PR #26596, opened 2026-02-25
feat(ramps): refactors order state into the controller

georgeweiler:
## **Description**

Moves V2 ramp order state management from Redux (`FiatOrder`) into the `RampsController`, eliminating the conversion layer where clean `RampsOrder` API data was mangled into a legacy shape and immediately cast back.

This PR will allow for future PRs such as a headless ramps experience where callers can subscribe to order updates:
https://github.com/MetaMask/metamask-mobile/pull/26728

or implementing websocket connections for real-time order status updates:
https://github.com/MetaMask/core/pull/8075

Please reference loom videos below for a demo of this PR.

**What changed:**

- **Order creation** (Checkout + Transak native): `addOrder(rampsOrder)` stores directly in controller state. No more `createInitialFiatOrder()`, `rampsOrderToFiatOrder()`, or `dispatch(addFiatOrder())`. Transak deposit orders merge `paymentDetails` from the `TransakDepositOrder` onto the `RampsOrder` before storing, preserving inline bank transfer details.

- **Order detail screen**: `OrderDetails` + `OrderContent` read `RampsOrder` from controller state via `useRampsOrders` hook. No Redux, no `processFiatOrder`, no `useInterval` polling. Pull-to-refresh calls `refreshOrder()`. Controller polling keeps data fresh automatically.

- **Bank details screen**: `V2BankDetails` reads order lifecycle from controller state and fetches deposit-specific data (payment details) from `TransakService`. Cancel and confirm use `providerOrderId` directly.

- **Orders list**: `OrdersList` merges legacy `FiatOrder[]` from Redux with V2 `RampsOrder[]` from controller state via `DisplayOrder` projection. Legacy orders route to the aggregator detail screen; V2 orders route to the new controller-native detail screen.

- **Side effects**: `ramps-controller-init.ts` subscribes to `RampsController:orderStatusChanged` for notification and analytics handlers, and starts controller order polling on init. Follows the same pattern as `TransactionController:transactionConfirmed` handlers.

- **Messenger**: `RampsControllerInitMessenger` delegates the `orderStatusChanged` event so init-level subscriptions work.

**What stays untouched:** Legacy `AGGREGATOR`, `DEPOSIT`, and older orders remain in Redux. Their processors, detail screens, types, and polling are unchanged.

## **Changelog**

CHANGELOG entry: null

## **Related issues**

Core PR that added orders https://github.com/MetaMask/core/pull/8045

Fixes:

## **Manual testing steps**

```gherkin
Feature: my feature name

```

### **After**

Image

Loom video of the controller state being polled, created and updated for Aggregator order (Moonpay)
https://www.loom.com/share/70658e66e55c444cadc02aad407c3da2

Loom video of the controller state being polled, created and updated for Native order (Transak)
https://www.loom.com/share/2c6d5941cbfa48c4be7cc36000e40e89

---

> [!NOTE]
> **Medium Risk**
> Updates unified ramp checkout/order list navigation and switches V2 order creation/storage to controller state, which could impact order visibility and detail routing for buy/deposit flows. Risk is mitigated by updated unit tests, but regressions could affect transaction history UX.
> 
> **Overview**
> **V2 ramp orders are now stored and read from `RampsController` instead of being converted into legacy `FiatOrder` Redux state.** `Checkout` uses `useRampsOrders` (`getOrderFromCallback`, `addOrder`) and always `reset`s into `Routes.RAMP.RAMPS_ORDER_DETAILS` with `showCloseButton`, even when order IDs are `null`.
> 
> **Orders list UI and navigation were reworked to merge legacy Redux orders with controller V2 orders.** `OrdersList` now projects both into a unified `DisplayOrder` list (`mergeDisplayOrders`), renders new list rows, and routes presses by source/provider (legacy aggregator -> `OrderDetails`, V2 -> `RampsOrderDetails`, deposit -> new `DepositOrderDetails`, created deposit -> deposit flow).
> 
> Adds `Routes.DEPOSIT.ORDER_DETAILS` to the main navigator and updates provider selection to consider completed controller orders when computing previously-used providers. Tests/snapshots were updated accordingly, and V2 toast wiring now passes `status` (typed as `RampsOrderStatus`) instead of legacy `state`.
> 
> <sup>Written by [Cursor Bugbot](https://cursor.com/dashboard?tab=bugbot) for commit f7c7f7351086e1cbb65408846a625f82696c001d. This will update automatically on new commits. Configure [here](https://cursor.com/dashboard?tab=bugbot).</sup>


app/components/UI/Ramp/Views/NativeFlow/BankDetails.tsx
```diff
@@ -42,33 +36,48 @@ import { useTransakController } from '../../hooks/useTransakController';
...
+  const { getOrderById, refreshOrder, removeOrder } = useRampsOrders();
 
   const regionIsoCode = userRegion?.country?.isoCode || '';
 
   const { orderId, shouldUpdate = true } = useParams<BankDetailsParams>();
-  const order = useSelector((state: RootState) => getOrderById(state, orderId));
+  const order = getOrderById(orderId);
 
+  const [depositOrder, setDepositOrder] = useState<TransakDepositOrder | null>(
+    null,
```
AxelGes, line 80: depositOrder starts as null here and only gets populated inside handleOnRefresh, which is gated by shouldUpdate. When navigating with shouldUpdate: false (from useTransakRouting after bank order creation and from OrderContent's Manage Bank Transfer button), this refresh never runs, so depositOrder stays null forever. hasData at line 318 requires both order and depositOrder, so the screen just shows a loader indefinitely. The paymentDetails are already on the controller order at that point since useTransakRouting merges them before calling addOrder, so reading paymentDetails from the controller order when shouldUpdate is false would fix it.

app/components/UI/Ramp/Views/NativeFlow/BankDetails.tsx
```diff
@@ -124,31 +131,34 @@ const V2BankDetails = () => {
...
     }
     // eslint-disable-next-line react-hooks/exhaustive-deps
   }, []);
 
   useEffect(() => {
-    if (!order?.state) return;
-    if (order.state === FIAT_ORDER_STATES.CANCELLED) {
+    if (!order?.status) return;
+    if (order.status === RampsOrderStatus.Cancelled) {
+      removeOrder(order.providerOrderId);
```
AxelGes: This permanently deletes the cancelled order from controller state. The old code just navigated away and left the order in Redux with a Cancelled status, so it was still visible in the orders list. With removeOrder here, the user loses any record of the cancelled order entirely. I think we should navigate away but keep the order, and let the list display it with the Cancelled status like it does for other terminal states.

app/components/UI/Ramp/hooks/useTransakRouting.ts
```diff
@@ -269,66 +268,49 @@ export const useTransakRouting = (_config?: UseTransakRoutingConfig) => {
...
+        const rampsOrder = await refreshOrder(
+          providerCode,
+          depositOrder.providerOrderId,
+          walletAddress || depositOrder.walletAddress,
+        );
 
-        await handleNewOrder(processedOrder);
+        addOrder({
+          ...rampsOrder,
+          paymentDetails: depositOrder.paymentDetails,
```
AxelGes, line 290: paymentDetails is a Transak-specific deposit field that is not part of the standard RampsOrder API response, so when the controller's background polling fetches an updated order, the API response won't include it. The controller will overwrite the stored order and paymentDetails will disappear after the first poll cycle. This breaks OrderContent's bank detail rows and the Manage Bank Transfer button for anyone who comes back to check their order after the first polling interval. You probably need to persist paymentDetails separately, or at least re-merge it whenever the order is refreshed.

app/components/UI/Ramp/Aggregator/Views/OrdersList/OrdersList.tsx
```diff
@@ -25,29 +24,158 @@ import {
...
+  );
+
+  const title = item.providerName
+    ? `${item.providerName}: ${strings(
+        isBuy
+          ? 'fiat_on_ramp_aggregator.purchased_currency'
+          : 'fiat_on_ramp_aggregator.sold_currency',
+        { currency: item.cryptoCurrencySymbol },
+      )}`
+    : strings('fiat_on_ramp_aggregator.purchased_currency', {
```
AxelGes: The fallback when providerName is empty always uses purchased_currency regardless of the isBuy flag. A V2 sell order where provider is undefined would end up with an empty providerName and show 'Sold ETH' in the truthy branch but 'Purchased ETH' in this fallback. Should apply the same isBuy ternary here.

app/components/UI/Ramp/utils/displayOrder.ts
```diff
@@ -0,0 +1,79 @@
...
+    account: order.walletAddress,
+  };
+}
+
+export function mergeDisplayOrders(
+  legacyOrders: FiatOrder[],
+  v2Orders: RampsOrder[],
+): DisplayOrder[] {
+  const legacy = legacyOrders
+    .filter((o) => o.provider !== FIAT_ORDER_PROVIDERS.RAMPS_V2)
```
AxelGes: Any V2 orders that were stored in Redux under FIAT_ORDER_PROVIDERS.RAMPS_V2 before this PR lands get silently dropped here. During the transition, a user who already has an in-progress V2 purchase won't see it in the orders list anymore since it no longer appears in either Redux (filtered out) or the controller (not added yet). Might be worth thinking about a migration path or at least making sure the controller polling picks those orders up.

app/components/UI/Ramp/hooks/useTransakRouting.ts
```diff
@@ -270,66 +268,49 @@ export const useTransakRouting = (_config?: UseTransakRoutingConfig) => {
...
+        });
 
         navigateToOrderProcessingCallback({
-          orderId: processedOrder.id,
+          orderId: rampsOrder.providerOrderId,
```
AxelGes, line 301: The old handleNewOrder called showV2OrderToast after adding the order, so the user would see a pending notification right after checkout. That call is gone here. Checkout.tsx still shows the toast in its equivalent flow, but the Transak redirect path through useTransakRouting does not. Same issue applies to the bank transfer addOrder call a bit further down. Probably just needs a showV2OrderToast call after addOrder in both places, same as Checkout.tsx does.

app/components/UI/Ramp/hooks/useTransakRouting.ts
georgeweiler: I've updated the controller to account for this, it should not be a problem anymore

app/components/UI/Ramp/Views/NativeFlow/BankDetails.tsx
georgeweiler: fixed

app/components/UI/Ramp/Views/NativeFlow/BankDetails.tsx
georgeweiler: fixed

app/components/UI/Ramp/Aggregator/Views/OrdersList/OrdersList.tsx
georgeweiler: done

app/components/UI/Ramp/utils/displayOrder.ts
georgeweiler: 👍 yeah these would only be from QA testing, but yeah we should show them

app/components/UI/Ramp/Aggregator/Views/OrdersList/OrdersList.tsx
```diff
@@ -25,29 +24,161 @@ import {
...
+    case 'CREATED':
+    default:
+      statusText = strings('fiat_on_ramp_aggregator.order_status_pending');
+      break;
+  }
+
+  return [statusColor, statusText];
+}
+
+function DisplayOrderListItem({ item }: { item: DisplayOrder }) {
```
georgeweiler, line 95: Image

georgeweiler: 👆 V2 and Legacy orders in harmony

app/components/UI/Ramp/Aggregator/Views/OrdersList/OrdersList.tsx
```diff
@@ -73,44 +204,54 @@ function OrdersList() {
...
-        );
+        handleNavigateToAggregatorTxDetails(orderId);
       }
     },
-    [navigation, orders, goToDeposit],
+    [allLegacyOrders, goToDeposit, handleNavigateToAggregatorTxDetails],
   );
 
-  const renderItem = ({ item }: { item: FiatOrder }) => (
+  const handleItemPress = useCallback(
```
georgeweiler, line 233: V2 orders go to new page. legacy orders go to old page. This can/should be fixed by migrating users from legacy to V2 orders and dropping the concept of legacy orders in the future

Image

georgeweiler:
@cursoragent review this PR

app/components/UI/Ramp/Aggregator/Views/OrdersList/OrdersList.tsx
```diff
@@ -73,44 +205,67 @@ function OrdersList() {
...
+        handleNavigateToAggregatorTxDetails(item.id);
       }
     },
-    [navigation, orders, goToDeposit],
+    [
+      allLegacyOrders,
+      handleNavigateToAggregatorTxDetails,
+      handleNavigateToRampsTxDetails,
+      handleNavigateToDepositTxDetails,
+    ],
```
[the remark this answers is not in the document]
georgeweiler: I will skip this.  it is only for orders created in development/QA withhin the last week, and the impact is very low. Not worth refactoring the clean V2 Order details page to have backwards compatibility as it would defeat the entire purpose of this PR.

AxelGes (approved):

• _Requirement_
Search the entries above for lines containing the word "impact", and copy each one.

• _Written reply_
> Updates unified ramp checkout/order list navigation and switches V2 order creation/storage to controller state, which could impact order visibility and detail routing for buy/deposit flows. Risk is mitigated by updated unit tests, but regressions could affect transaction history UX.
georgeweiler: I will skip this.  it is only for orders created in development/QA withhin the last week, and the impact is very low. Not worth refactoring the clean V2 Order details page to have backwards compatibility as it would defeat the entire purpose of this PR.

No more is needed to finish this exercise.